15 Gennaio 2016 - di Alessia Dulbecco
Analogie e riflessioni attorno a due fatti di cronaca.
Il 2016 appena cominciato ha già posizionato le donne al centro di numerosi fatti di cronaca nera. Proprio a cavallo tra il vecchio e il nuovo anno si sono verificate diverse morti in sala parto. Situazioni apparentemente tranquille degenerare in tragedie.
Ho seguito poco i notiziari: credo sia giusto dare, infatti, notizie circa lo svolgimento delle indagini – per appurare se si sia trattato di fatalità o di errori umani – ma non trovo giusto entrare nel privato delle situazioni intervistando i parenti, anche quelli di terzo grado, pur di avere un ritratto delle vittime. E si, le perché le donne smettono di essere tali e diventano vittime con connotati quasi angelici. I servizi che ne descrivevano la personalità, le loro aspirazioni di future mamme, le foto intime, vengono così messe su pubblica piazza.
Pochi giorni dopo si è verificato un altro caso di morte in sala parto. Una ventenne, Gabriella Cipolletta, muore durante un’interruzione volontaria di gravidanza al Cardarelli di Napoli. Anche in questo caso ho ascoltato i notiziari solo distrattamente ma, come nei casi precedenti, ammetto di aver provato una sensazione sgradevole. Ho sentito tante, troppe volte ribadire il fatto che si è trattato di un aborto consigliato da un medico, insomma, un aborto a scopi precauzionali. Tutti i telegiornali hanno dato rilievo a questo particolare. La sensazione di fastidio nasceva proprio qui: muore una donna durante un intervento chirurgico. Chi se ne importa di conoscere le motivazioni che l’hanno portata sotto i ferri?
Ho capito poco dopo perchè questa corsa alla giustificazione. L’ho capito mettendo in relazione questo fatto con un altro episodio di cronaca: al centro, ancora una donna. Si tratta di Ashley Olsen, la trentacinquenne uccisa nel suo appartamento in Oltrarno. Si racconta che abbia passato una notte ‘brava’ e l’ipotesi – che pochi giorni dopo verrà confermata – è che possa aver invitato a casa sua qualcuno che poi l’avrebbe uccisa.
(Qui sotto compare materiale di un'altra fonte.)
PR #6483, opened 2017-10-06
Remove the knife null plugin

tas50:
This is a pretty odd plugin that we're shipping. I suspect there's a reason for it so I opened this PR to get the conversation going.


lamont-granquist:
i think its for testing knife timing issues to see how much of it is just due to ruby module loading garbage

tas50:
It came along with the hash functionality so I suspect that's true, but it's in the help page, which is less than great.

lamont-granquist:
Yeah, this should stay in.   Hiding it from help is another kind of issue.

stevendanna:
I'd be 👍 on figuring out how to hide it from help or to give it a clearer help message.  We could remove it but I do think it is useful to keep around.

Alternatively, we could make it a bit more useful by renaming it and having it print some diagnostic information; but then it is less useful for benchmarking and such.

lamont-granquist:
yeah i think its utility is in benchmarking, so it really should just do nothing.

PR #6486, opened 2017-10-09
Support new CriticalOhaiPlugins

jaymzh:
### Description

We should not stack-trace, we should exit with a clean error

Signed-off-by: Phil Dibowitz <phil@ipom.com>

### Check List

- [X] All tests pass


jaymzh:
This will break until Ohai is released and I can pin it...

jaymzh:
Oh, it passes, but I probably *should* pin to >= to a version... but we haven't released one.
@tas50 ...?

jaymzh:
Turns out it's fine to not pin since you can catch exception classes that are undefined. Merging.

Il caso di Gabriella e quello di Ashley: così diversi eppure così simili. Cosa le accomuna è il gioco delle accuse, la mercificazione delle loro vite.
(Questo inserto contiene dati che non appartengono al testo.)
PR #6489, opened 2017-10-10
allow #attribute? to check deep

atheiman:
### Description

Allows `Chef::Node#attribute?` and `Chef::Node::Attribute#attribute?` to check deep into the attribute Mash for existence of attributes.

### Issues Resolved

Couldnt find any related github issues from a quick search, but these are top results on google for `chef nested attribute`:
- https://discourse.chef.io/t/node-attribute-check-nested/4191/2
- https://stackoverflow.com/questions/18986096/what-is-the-correct-way-to-check-for-the-existence-of-a-nested-attribute-in-chef

### Check List

- [ ] All tests pass

### DIFF
--- a/lib/chef/node.rb
+++ b/lib/chef/node.rb
@@ -244,11 +244,8 @@ class Chef
 
     # Return true if this Node has a given attribute, false if not.  Takes either a symbol or
     # a string.
-    #
-    # Only works on the top level. Preferred way is to use the normal [] style
-    # lookup and call attribute?()
-    def attribute?(attrib)
-      attributes.attribute?(attrib)
+    def attribute?(*attrib)
+      attributes.attribute?(*attrib)
     end
 
     # Yield each key of the top level to the block.
--- a/lib/chef/node/attribute.rb
+++ b/lib/chef/node/attribute.rb
@@ -207,16 +207,11 @@ class Chef
 
       # check for the existence of attributes
       def attribute?(*args)
-        r = nil
+        r = self
         until args.empty?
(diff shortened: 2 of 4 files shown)


lamont-granquist:
i think you're looking for `#exist?` here: https://github.com/chef/chef/blob/master/lib/chef/node/attribute.rb#L448-L450

its also a common api across both VividMash/AttrArray and ImmutableMash/Array:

Così si dedicano articoli a capire chi fosse la giovane napoletana – e il meglio che i giornalisti riescono a fare è dire che il medico che l’ha uccisa è quello che venti anni prima l’aveva fatta nascere – esattamente come si gioca ad individuare nello stile di vita un po’ bohémienne della donna americana un possibile motivo del suo omicidio.
Loro non sono le Madonne decedute di parto, nell’atto estremo di dar la vita al prossimo. Loro sono le puttane, morte perché se lo meritavano. Non è un caso, allora, che i giornalisti si affannassero tanto a trovar motivazioni per spiegare la scelta di Gabriella: si trattava di un vano tentativo di depistaggio contro quelle persone che, pochi giorni dopo, scriveranno che “se avesse scelto di tenere il bambino lei sarebbe ancora viva“. Anche sul caso di Ashley, le parole dei leoni da tastiera non si faranno attendere. Come illustra Doppio Standard i commenti su di lei si sprecano.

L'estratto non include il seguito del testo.